Partial Differential Equations

Assignment 4

1. [5 points] (Spherical Symmetry) Let$R$be a rotational matrix, that is$RR^t = I$, and$u$be harmonic in$\mathbb{R}^n$. Define$v$by$v(x) = u(Rx)$. Show that$v$is harmonic in$\mathbb{R}^n$.

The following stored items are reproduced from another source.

Issue #2618, opened 2019-04-04
[.NET] minHeight property on containers


andrewleader:
**Automatically generated task. Any updates to the title and body will be overwritten. Do NOT modify the labels.**

.NET implementation of #2293

PR #2638, opened 2019-04-08
[.NET][WPF][HTML] Add minHeight property support

almedina-ms:
Adds support for minHeight property completing this work item: https://github.com/Microsoft/AdaptiveCards/issues/2618

### How verified

The renderers were excuted and it was verified that the output looked fine

Added unit tests under AdaptiveCardApiTests for checking the property was parsed correctly and was able to be modified by a developer using the object model

* TestObjectModelMinHeight
* TestParseMinHeight

### WPF

image

The property changed and is now only for containers
image

image

### HTML

image

image

image


source/dotnet/Library/AdaptiveCards.Rendering.Wpf/AdaptiveImageRenderer.cs
```diff
@@ -25,6 +25,12 @@ public static FrameworkElement Render(AdaptiveImage image, AdaptiveRenderContext
             
             uiImage.SetHorizontalAlignment(image.HorizontalAlignment);
 
+            // This must be executed before trying to retrieve image width or height
```
RebeccaAnne: >This must be executed before trying to retrieve image width or height [](start = 15, length = 69)

Can you expand this comment to include why it has to be executed before?

source/dotnet/Library/AdaptiveCards.Rendering.Wpf/RendererUtil.cs
```diff
@@ -0,0 +1,59 @@
...
+                    return context.RenderSelectAction(collectionElement.SelectAction, uiElement);
+                }
+            }
+            else if (element is AdaptiveImage)
+            {
+                AdaptiveImage image = element as AdaptiveImage;
+                if (image.SelectAction != null)
+                {
+                    return context.RenderSelectAction(image.SelectAction, uiElement);
+                }
```
RebeccaAnne: You could simplify this a bit by pulling the null check and the call to context.RenderSelectAction out of the if. Something like this:
if (element is AdaptiveCollectionElement)
{
    selectAction = (element as AdaptiveCollectionElement).SelectAction
}
else if (element is AdaptiveImage)
{
    selectAction = (element as AdaptiveImage).SelectAction
}

if (selectAction != null)
{
    return context.RenderSelectAction(selectAction, uiElement);
}

source/dotnet/Test/AdaptiveCards.Test/AdaptiveCardApiTests.cs
```diff
@@ -814,5 +814,157 @@ public void BackgroundImageBackCompatWithLegacyUriType()
...
+              ""minHeight"": ""300px""
+            }
+          ]
+        }
+      ],
+      ""minHeight"": ""100px""
+    }
+  ],
+  ""minHeight"": ""500px""
+}";
```
RebeccaAnne: [nit] Fix the indentation

RebeccaAnne: I see, this is because we're comparing this to what comes out of ToJson. Could you add a comment to that effect?

---
In reply to: [274046694](https://github.com/Microsoft/AdaptiveCards/pull/2638#discussion_r274046694) [](ancestors = 274046694)

shalinijoshi19:
@almedina-ms how long till this PR is committed? ANy major reasno this is still active?

PR #2664, opened 2019-04-11
Add QR sharing support to Android visualizer

andrewleader:
This pull request only adds QR sharing to the Android visualizer. There'll be a separate one for the Designer (coming later), but want to get this merged in Android earlier (Designer will need more work).

With these changes, users can go to https://adaptivecards-sharing.azurewebsites.net/designer/ and scan the QR code.

You can try it by installing the app from the Store (that's a compiled version of this branch's code) https://play.google.com/store/apps/details?id=io.adaptivecards.adaptivecardsvisualizer_master


andrewleader:
@almedina-ms can you review this QR sharing feature addition to Android? This new feature will probably help facilitate testing the Android renderer :)

source/android/mobile/src/main/java/io/adaptivecards/adaptivecardssample/RemoteClientConnection.java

2. [5 points] (Schwarz reflection principle) Let$\Omega$be a domain in$\mathbb{R}^2$symmetric about the$x$-axis and let$\Omega^+ = \{(x, y) : y > 0\}$be the upper part. Assume$u \in C(\Omega^+)$is harmonic in$\Omega^+$with$u = 0$on$\partial\Omega^+ \cap \{y = 0\}$. Define

   $$v(x, y) = \begin{cases} u(x, y), & y \geq 0, (x, y) \in \Omega, \\ -u(x, -y), & y < 0, (x, y) \in \Omega. \end{cases}$$

   Show that$v$is harmonic.

3. [5 points] (Harnack’s inequality) Let$u \geq 0$be harmonic in a domain$\Omega$. Let$V \subset\subset \Omega$be connected, open and let$d = d(V, \partial\Omega)$be the distance from$V$to the boundary$\partial\Omega$. Use MVT in suitable open balls to prove that

   $$2^n u(y) \geq u(x) \geq 2^{-n} u(y)$$

   for all$x, y \in V$satisfying$|x - y| \leq \frac{r}{4}$. Use this estimate to prove the following: There are constants$C_1, C_2 > 0$depending on$V$such that

   $$C_1 u(y) \geq u(x) \geq C_2 u(y)$$

   for all$x, y \in V$.

4. [5 points] (Harnack’s Convergence Theorem) Let$u_n:\Omega\to\mathbb{R}$be a monotonically increasing sequence of harmonic functions. If there exists$y\in\Omega$for which the sequence$\{u_n(y)\}_{n\in\mathbb{N}}$is bounded, then$u_n$converges on any$\Omega'\subset\subset\Omega$uniformly to a harmonic function.

5. [5 points] (Eigen Values) Consider the PDE$-\Delta u = \lambda u$in$\Omega$,$u = 0$on$\partial\Omega$where$\lambda$is a scalar and$\Omega$is a bounded open set. If$\lambda \leq 0$, prove that$u \equiv 0$and there is no non-trivial solution.